PR #189, opened 2017-03-06
dashboard changes

ldelbeccaro:
- change color & hover color of mp-button-bar when grey (https://mixpanel.atlassian.net/browse/CA-2366)
- truncate middle in tag selector (https://mixpanel.atlassian.net/browse/CA-2345)
- open editTags by default when opening add to dash for existing report (https://mixpanel.atlassian.net/browse/CA-2263)


lib/widgets/add-to-dash/index.jade
```diff
@@ -45,7 +46,7 @@
             .mp-add-to-dash-loading
               .mp-add-to-dash-spinner
                 mp-spinner
-          else if editTags
+          else if editTags || existingReport
```
jbwyme: won't `existingReport` be true right after creating one since we set the bookmarks attribute as a part of saving?

ldelbeccaro: yeah that's a good point - I guess in that case there's no point for `reportCreated` to exist

jbwyme: i'm currently working on this component anyways so just ignore this problem for now i'll fix it

jbwyme: pull it out of this PR and i'll merge!

ldelbeccaro: done - you could check for !reportCreated and existingReport... maybe hacky though

PR #190, opened 2017-03-06
Refactor add-to-dash to support insights

jbwyme:


lib/widgets/add-to-dash/index.js
```diff
@@ -59,52 +57,48 @@ export default registerMPElement(`add-to-dash`, class extends Component {
...
           if (this.isAttributeEnabled(`show-tutorial-tooltip`)) {
             this.setAttribute(`show-tutorial-tooltip`, false);
           }
-          // add url hash to params to make it easy to navigate back to report from dashboard
-          const bookmark = this.getJSONAttribute(`bookmark`);
-          const type = this.getAttribute(`report-type`);
-          if (!bookmark) {
+
+          if (!this.isAttributeEnabled(`bookmark`)) {
+            // this implies we need to create a new bookmark
```
rickydoar: where do we actually create the new bookmark?

jbwyme: https://github.com/mixpanel/mixpanel-common/pull/190/files#diff-c82b3c469d6b947bace766bf0c48efe6R79

PR #193, opened 2017-03-08
lightning-bolt and lighting-bolt have the new [final final] shape 

crmorford:
lighting-bolt is dead, long live lighting-bolt

insights: https://github.com/mixpanel-platform/insights/pull/367


crmorford:
That was my plan!

Seems a lot safer -- and also I want the new bolt today and don't have time to QA the whole world.

PR #195, opened 2017-03-13
fix upsell-icon

jbwyme:


lib/widgets/add-to-dash/index.styl
```diff
@@ -13,21 +13,25 @@
...
+        right -6px
+        top -5px
 
     &.type-segmentation, &.type-retention
       .btn
         padding 14px
         svg-icon-style(grey-700, grey-900)
 
+        .upsell-icon
+          svg-icon-style(mp-purple, size: 16px)
```
jalack: not really related to this review, but something I've been wondering -- given that we use web components & prefixing, have we considered moving away from using hierarchical selectors & just making everything flat? we might need to tinker with our naming conventions a bit to do it, but would produce less verbose CSS and avoid any potential selector math nuisances

lib/widgets/add-to-dash/index.jade
```diff
@@ -31,13 +31,13 @@
...
-      if $component.isAttributeEnabled('over-free-limit') && !existingReport
-        .mp-add-to-dash-upsell-icon
-          svg-icon(attrs={icon: `lightning-bolt`})
       .mp-add-to-dash-icon
         svg-icon(
           attrs={icon: existingReport ? `dashboard-confirm` : `dashboard-add-to`},
         )
+        if $component.isAttributeEnabled('over-free-limit') && !existingReport
+          .mp-add-to-dash-upsell-icon
+            svg-icon(attrs={icon: `lighting-bolt`})
```
jalack: I only vaguely recall the great lightning v. lighting debate of 2017, but did you intend to use `lighting-bolt` here? and if so, those names are remarkably confusing

jbwyme: yes it's a clusterfuck but @crmorford is fixing that issue globally this week

lib/widgets/add-to-dash/index.styl
jbwyme: I'm not sure that anyone has put a lot of thought into it, not opposed but not necessarily in support of. In my experience, it's the exception that I have a selector specificity issue where I need to override something but have to do css gymnastics to do it. In this case, it's actually because `svg-icon-style` handles the hover color as well so we want the hit area of the main icon to be the whole button. However, there are two icons inside the button container (one for the button, one for the upsell). 

I'm not under the impression that the system is 100% efficient but I don't find I spend a lot of time on issues related to it so I'm inclined to just focus on lower hanging fruit.

PR #196, opened 2017-03-13
Remove stop propagation when removing tag

jalack:
here's the original change in which the `stopPropagation` was added: https://github.com/mixpanel/mixpanel-common/commit/fd2345d527bac6115baaf67d957110d8d591a4a2

doesn't seem like it's required any longer, and it interferes with listeners upstream. also found some inconsistent tests & behavior in the style guides so fixing those.


lib/components/tag/index.js
```diff
@@ -17,10 +17,7 @@ export default registerMPElement(`mp-tag`, class extends Component {
         sizeClass: `default-tag`,
       },
       helpers: {
-        remove: e => {
-          e.stopPropagation();
-          this.dispatchEvent(new CustomEvent(`change`, {detail: {action: `remove`}}));
-        },
+        remove: () => this.dispatchEvent(new CustomEvent(`change`, {detail: {action: `remove`}})),
```
jbwyme: so the issue i see is that this will break: https://github.com/mixpanel-platform/dashboard/blob/master/src/components/tag-filter/index.jade#L13 because clicking "close" will also fire a click event on the tag.

jalack: I see -- will create separate event for selection

lib/components/tag/index.js
```diff
@@ -17,9 +18,12 @@ export default registerMPElement(`mp-tag`, class extends Component {
         sizeClass: `default-tag`,
       },
       helpers: {
-        remove: e => {
-          e.stopPropagation();
-          this.dispatchEvent(new CustomEvent(`change`, {detail: {action: `remove`}}));
+        remove: () => this.dispatchEvent(new CustomEvent(`change`, {detail: {action: `remove`, tagName: this.getAttribute(`tag-name`)}})),
```
jbwyme: how come you decided not to use custom events here? by using something like `remove-tag` and `select-tag` we can drop all the stopPropagation stuff completely and don't have to use e.detail.

jalack: no good reason, just following out of date examples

######

▶ **WORK REQUEST**
Output all the lines above. Keep each one exact.

▶ **ANSWER**
PR #189, opened 2017-03-06
dashboard changes

ldelbeccaro:
- change color & hover color of mp-button-bar when grey (https://mixpanel.atlassian.net/browse/CA-2366)
- truncate middle in tag selector (https://mixpanel.atlassian.net/browse/CA-2345)
- open editTags by default when opening add to dash for existing report (https://mixpanel.atlassian.net/browse/CA-2263)


lib/widgets/add-to-dash/index.jade
```diff
@@ -45,7 +46,7 @@
             .mp-add-to-dash-loading
               .mp-add-to-dash-spinner
                 mp-spinner
-          else if editTags
+          else if editTags || existingReport
```
jbwyme: won't `existingReport` be true right after creating one since we set the bookmarks attribute as a part of saving?

ldelbeccaro: yeah that's a good point - I guess in that case there's no point for `reportCreated` to exist

jbwyme: i'm currently working on this component anyways so just ignore this problem for now i'll fix it

jbwyme: pull it out of this PR and i'll merge!

ldelbeccaro: done - you could check for !reportCreated and existingReport... maybe hacky though

PR #190, opened 2017-03-06
Refactor add-to-dash to support insights

jbwyme:


lib/widgets/add-to-dash/index.js
```diff
@@ -59,52 +57,48 @@ export default registerMPElement(`add-to-dash`, class extends Component {
...
           if (this.isAttributeEnabled(`show-tutorial-tooltip`)) {
             this.setAttribute(`show-tutorial-tooltip`, false);
           }
-          // add url hash to params to make it easy to navigate back to report from dashboard
-          const bookmark = this.getJSONAttribute(`bookmark`);
-          const type = this.getAttribute(`report-type`);
-          if (!bookmark) {
+
+          if (!this.isAttributeEnabled(`bookmark`)) {
+            // this implies we need to create a new bookmark
```
rickydoar: where do we actually create the new bookmark?

jbwyme: https://github.com/mixpanel/mixpanel-common/pull/190/files#diff-c82b3c469d6b947bace766bf0c48efe6R79

PR #193, opened 2017-03-08
lightning-bolt and lighting-bolt have the new [final final] shape 

crmorford:
lighting-bolt is dead, long live lighting-bolt

insights: https://github.com/mixpanel-platform/insights/pull/367


crmorford:
That was my plan!

Seems a lot safer -- and also I want the new bolt today and don't have time to QA the whole world.

PR #195, opened 2017-03-13
fix upsell-icon

jbwyme:


lib/widgets/add-to-dash/index.styl
```diff
@@ -13,21 +13,25 @@
...
+        right -6px
+        top -5px
 
     &.type-segmentation, &.type-retention
       .btn
         padding 14px
         svg-icon-style(grey-700, grey-900)
 
+        .upsell-icon
+          svg-icon-style(mp-purple, size: 16px)
```
jalack: not really related to this review, but something I've been wondering -- given that we use web components & prefixing, have we considered moving away from using hierarchical selectors & just making everything flat? we might need to tinker with our naming conventions a bit to do it, but would produce less verbose CSS and avoid any potential selector math nuisances

lib/widgets/add-to-dash/index.jade
```diff
@@ -31,13 +31,13 @@
...
-      if $component.isAttributeEnabled('over-free-limit') && !existingReport
-        .mp-add-to-dash-upsell-icon
-          svg-icon(attrs={icon: `lightning-bolt`})
       .mp-add-to-dash-icon
         svg-icon(
           attrs={icon: existingReport ? `dashboard-confirm` : `dashboard-add-to`},
         )
+        if $component.isAttributeEnabled('over-free-limit') && !existingReport
+          .mp-add-to-dash-upsell-icon
+            svg-icon(attrs={icon: `lighting-bolt`})
```
jalack: I only vaguely recall the great lightning v. lighting debate of 2017, but did you intend to use `lighting-bolt` here? and if so, those names are remarkably confusing

jbwyme: yes it's a clusterfuck but @crmorford is fixing that issue globally this week

lib/widgets/add-to-dash/index.styl
jbwyme: I'm not sure that anyone has put a lot of thought into it, not opposed but not necessarily in support of. In my experience, it's the exception that I have a selector specificity issue where I need to override something but have to do css gymnastics to do it. In this case, it's actually because `svg-icon-style` handles the hover color as well so we want the hit area of the main icon to be the whole button. However, there are two icons inside the button container (one for the button, one for the upsell). 

I'm not under the impression that the system is 100% efficient but I don't find I spend a lot of time on issues related to it so I'm inclined to just focus on lower hanging fruit.

PR #196, opened 2017-03-13
Remove stop propagation when removing tag

jalack:
here's the original change in which the `stopPropagation` was added: https://github.com/mixpanel/mixpanel-common/commit/fd2345d527bac6115baaf67d957110d8d591a4a2

doesn't seem like it's required any longer, and it interferes with listeners upstream. also found some inconsistent tests & behavior in the style guides so fixing those.


lib/components/tag/index.js
```diff
@@ -17,10 +17,7 @@ export default registerMPElement(`mp-tag`, class extends Component {
         sizeClass: `default-tag`,
       },
       helpers: {
-        remove: e => {
-          e.stopPropagation();
-          this.dispatchEvent(new CustomEvent(`change`, {detail: {action: `remove`}}));
-        },
+        remove: () => this.dispatchEvent(new CustomEvent(`change`, {detail: {action: `remove`}})),
```
jbwyme: so the issue i see is that this will break: https://github.com/mixpanel-platform/dashboard/blob/master/src/components/tag-filter/index.jade#L13 because clicking "close" will also fire a click event on the tag.

jalack: I see -- will create separate event for selection

lib/components/tag/index.js
```diff
@@ -17,9 +18,12 @@ export default registerMPElement(`mp-tag`, class extends Component {
         sizeClass: `default-tag`,
       },
       helpers: {
-        remove: e => {
-          e.stopPropagation();
-          this.dispatchEvent(new CustomEvent(`change`, {detail: {action: `remove`}}));
+        remove: () => this.dispatchEvent(new CustomEvent(`change`, {detail: {action: `remove`, tagName: this.getAttribute(`tag-name`)}})),
```
jbwyme: how come you decided not to use custom events here? by using something like `remove-tag` and `select-tag` we can drop all the stopPropagation stuff completely and don't have to use e.detail.

jalack: no good reason, just following out of date examples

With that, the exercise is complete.